You should definitely spend some time reading up on indexing, there's a lot written about it, and it's important to understand what's going on.

Broadly speaking, an index imposes an ordering on the rows of a table.

For simplicity's sake, imagine a table is just a big CSV file. Whenever a row is inserted, it's inserted at the end. So the "natural" ordering of the table is just the order in which rows were inserted.

Imagine you've got that CSV file loaded up in a very rudimentary spreadsheet application. All this spreadsheet does is display the data, and numbers the rows in sequential order.

Now imagine that you need to find all the rows that have some value "M" in the third column. Given what you have available, you have only one option. You scan the table checking the value of the third column for each row. If you've got a lot of rows, this method (a "table scan") can take a long time!

Now imagine that in addition to this table, you've got an index. This particular index is the index of values in the third column. The index lists all of the values from the third column, in some meaningful order (say, alphabetically) and for each of them, provides a list of row numbers where that value appears.

Now you have a good strategy for finding all the rows where the value of the third column is "M". For instance, you can perform a binary search! Whereas the table scan requires you to look N rows (where N is the number of rows), the binary search only requires that you look at log-n index entries, in the very worst case. Wow, that's sure a lot easier!

Of course, if you have this index, and you're adding rows to the table (at the end, since that's how our conceptual table works), you need to update the index each and every time. So you do a little more work while you're writing new rows, but you save a ton of time when you're searching for something.

So, in general, indexing creates a tradeoff between read efficiency and write efficiency. With no indexes, inserts can be very fast -- the database engine just adds a row to the table. As you add indexes, the engine must update each index while performing the insert.

On the other hand, reads become a lot faster.

Hopefully that covers your first two questions (as others have answered -- you need to find the right balance).

Your third scenario is a little more complicated. If you're using LIKE, indexing engines will typically help with your read speed up to the first "%". In other words, if you're SELECTing WHERE column LIKE 'foo%bar%', the database will use the index to find all the rows where column starts with "foo", and then need to scan that intermediate rowset to find the subset that contains "bar". SELECT ... WHERE column LIKE '%bar%' can't use the index. I hope you can see why.

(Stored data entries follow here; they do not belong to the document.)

PR #3846, opened 2024-04-28
Handle triple resources in creature recruitment window

DjWarmonger:
The best I could do:

image

Don't ask me what happens if there are more than 3 resources ¯\_(ツ)_/¯


dydzio0614:
good enough for me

Finally, you need to start thinking about indexes on more than one column. The concept is the same, and behaves similarly to the LIKE stuff -- essentially, if you have an index on (a,b,c), the engine will continue using the index from left to right as best it can. So a search on column a might use the (a,b,c) index, as would one on (a,b). However, the engine would need to do a full table scan if you were searching WHERE b=5 AND c=1)

Hopefully this helps shed a little light, but I must reiterate that you're best off spending a few hours digging around for good articles that explain these things in depth. It's also a good idea to read your particular database server's documentation. The way indices are implemented and used by query planners can vary pretty widely.

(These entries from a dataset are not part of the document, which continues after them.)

PR #3861, opened 2024-04-30
Pvp options

Laserlicht:
Implementation like in HD mod except:
- Town area is scrollable (no town limit)
- no highlight of selected town (no green icons in OH3)
- No gold transfer yet (not part of this PR)

Also adds possibility to translate strings within messages

https://github.com/vcmi/vcmi/assets/13953785/a3c78365-4a69-4990-b3c8-8cb8d6c76bd6

### DIFF
--- a/client/GameChatHandler.cpp
+++ b/client/GameChatHandler.cpp
@@ -47,7 +47,9 @@ void GameChatHandler::sendMessageGameplay(const std::string & messageText)
 void GameChatHandler::sendMessageLobby(const std::string & senderName, const std::string & messageText)
 {
 	LobbyChatMessage lcm;
-	lcm.message = messageText;
+	MetaString txt;
+	txt.appendRawString(messageText);
+	lcm.message = txt;
 	lcm.playerName = senderName;
 	CSH->sendLobbyPack(lcm);
 	CSH->getGlobalLobby().sendMatchChatMessage(messageText);
@@ -63,8 +65,6 @@ void GameChatHandler::onNewLobbyMessageReceived(const std::string & senderName, 
 
 	auto * lobby = dynamic_cast<CLobbyScreen*>(SEL);
 
-	std::string messageTextReplaced = translationReplace(messageText);
-
 	// FIXME: when can this happen?
 	assert(lobby);
 	assert(lobby->card);
@@ -74,14 +74,14 @@ void GameChatHandler::onNewLobbyMessageReceived(const std::string & senderName, 
 		MetaString formatted = MetaString::createFromRawString("[%s] %s: %s");
 		formatted.replaceRawString(TextOperations::getCurrentFormattedTimeLocal());
 		formatted.replaceRawString(senderName);
-		formatted.replaceRawString(messageTextReplaced);
+		formatted.replaceRawString(messageText);
 
 		lobby->card->chat->addNewMessage(formatted.toString());
 		if (!lobby->card->showChat)
 				lobby->toggleChat();
 	}
 
-	chatHistory.push_back({senderName, messageTextReplaced, TextOperations::getCurrentFormattedTimeLocal()});
+	chatHistory.push_back({senderName, messageText, TextOperations::getCurrentFormattedTimeLocal()});
 }
 
 void GameChatHandler::onNewGameMessageReceived(PlayerColor sender, const std::string & messageText)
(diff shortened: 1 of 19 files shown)


dydzio0614:
Since I think access to this panel should not block chat window etc... probably optimal place for it would be here at the moment
obraz

dydzio0614:
Also if you do not want to deal with this feature then just skip it :P

Laserlicht:
> Since I think access to this panel should not block chat window etc...

Yes, but I also think that we should bot flood this ui with multiplayer stuff. It's also used by peoples which never play multiplayer. Because of this it would be great to limit it to one button

dydzio0614:
My initial idea was to disable feature completely unless game is multiplayer / hot seat and number of players on map is more than 4

We can try to go the way you show but i am almost sure the first time feature gets used in pvp it will get github report due to "not being as convenient to use as in hota"

Laserlicht:
@dydzio0614 What about this space. Do we need to display this, when chat is opened?

grafik

dydzio0614:
it doesn't serve much purpose so as long as difficulty was already picked it could be used for something else

Hard for me to judge final convenience of final solution you have in mind :P

Laserlicht:
@dydzio0614 :D

grafik

And without chat as OH3.

dydzio0614:
hmm but how are we going to fit 12+ towns this way :D

dydzio0614:
VCMI multiplayer tournament will have 13 towns... for a start :P

Laserlicht:
> hmm but how are we going to fit 12+ towns this way :D

Scrollbar for town list?

dydzio0614:
oh ok :P

Laserlicht:
Do you think something like this would be okay?

dydzio0614:
sounds good enough for me, in worst case we will have some logic of the panel itself :D

Laserlicht:
@dydzio0614 See first post

dydzio0614:
looks good

Laserlicht:
Ready now

dydzio0614 (approved):

server/processors/PlayerMessageProcessor.cpp
```diff
@@ -42,7 +42,7 @@ void PlayerMessageProcessor::playerMessage(PlayerColor player, const std::string
 	if (handleCheatCode(message, player, currObj))
 	{
 		if(!gameHandler->getPlayerSettings(player)->isControlledByAI())
-			broadcastSystemMessage(VLC->generaltexth->allTexts[260]);
+			broadcastSystemMessage("~~core.genrltxt.260~~");
```
IvanSavenko, line 45: If you need client-side translations you should send MetaString to client instead

client/lobby/CSelectionBase.cpp
```diff
@@ -373,6 +393,120 @@ void CChatBox::addNewMessage(const std::string & text)
...
+void TownSelector::updateListItems()
+{
+	OBJ_CONSTRUCTION;
+	int line = slider ? slider->getValue() : 0;
+	int x_offset = slider ? 0 : 8;
+	
+	towns.clear();
+	townsArea.clear();
+
+	int x = 0, y = 0;
```
IvanSavenko, line 475:
```suggestion
	int x = 0;
	int y = 0;
```

client/lobby/CSelectionBase.cpp
```diff
@@ -373,6 +393,120 @@ void CChatBox::addNewMessage(const std::string & text)
...
+}
+
+TownSelector::TownSelector(const Point & loc)
+{
+	OBJ_CONSTRUCTION;
+	pos += loc;
+	setRedrawParent(true);
+
+	int count = 0;
+	CGI->factions()->forEach([this, &count](const Faction *entity, bool &stop){
```
IvanSavenko, line 447: You can use `getDefaultAllowed()` and use standard for loop over returned vector. Tends to be more clear and easy to debug than methods with lambdas

client/GameChatHandler.cpp
```diff
@@ -86,22 +90,43 @@ void GameChatHandler::onNewGameMessageReceived(PlayerColor sender, const std::st
...
+	while(std::regex_search(searchStart, txt.cend(), match, expr) )
+	{
+		result += match.prefix();
+		result += VLC->generaltexth->translate(match.str(1));
+		
+		searchStart = match.suffix().first;
+		tmp_suffix = match.suffix();
+	}
+	return result.empty() ? txt : result + tmp_suffix;
+}
```
IvanSavenko, line 132: Replace with MetaString

server/NetPacksLobbyServer.cpp
```diff
@@ -366,3 +369,42 @@ void ApplyOnServerNetPackVisitor::visitLobbyForceSetPlayer(LobbyForceSetPlayer &
...
+{
+	std::vector<FactionID> allowedTowns;
+
+	VLC->townh->forEach([pack, &allowedTowns](const Faction *entity, bool &stop){
+		if(!entity->hasTown())
+			return;
+		if(std::find(pack.bannedTowns.begin(), pack.bannedTowns.end(), entity->getId()) == pack.bannedTowns.end()) {
+			allowedTowns.push_back(entity->getId());
+		}
+	});
```
IvanSavenko, line 389:
```suggestion
	for (auto const & factionID : VLC->townh->getDefaultAllowed())
		if(std::find(pack.bannedTowns.begin(), pack.bannedTowns.end(), factionID) == pack.bannedTowns.end()) {
			allowedTowns.push_back(factionID);
		}
	});
```

server/processors/PlayerMessageProcessor.cpp
Laserlicht: And change the messaging logic?

IvanSavenko: Why not?
Existing messages with player input can be added as raw strings to MetaString.
Better than these `~~` hacks

client/GameChatHandler.cpp
Laserlicht: Done :)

Check out presentations like More Mastering the Art of Indexing.

Update 12/2012: I have posted a new presentation of mine: How to Design Indexes, Really. I presented this in October 2012 at ZendCon in Santa Clara, and in December 2012 at Percona Live London.

Designing the best indexes is a process that has to match the queries you run in your app.

It's hard to recommend any general-purpose rules about which columns are best to index, or whether you should index all columns, no columns, which indexes should span multiple columns, etc. It depends on the queries you need to run.

Yes, there is some overhead so you shouldn't create indexes needlessly. But you should create the indexes that give benefit to the queries you need to run quickly. The overhead of an index is usually far outweighed by its benefit.

For a column that is VARCHAR(2500), you probably want to use a FULLTEXT index or a prefix index:

CREATE INDEX i ON SomeTable(longVarchar(100));

Note that a conventional index can't help if you're searching for words that may be in the middle of that long varchar. For that, use a fulltext index.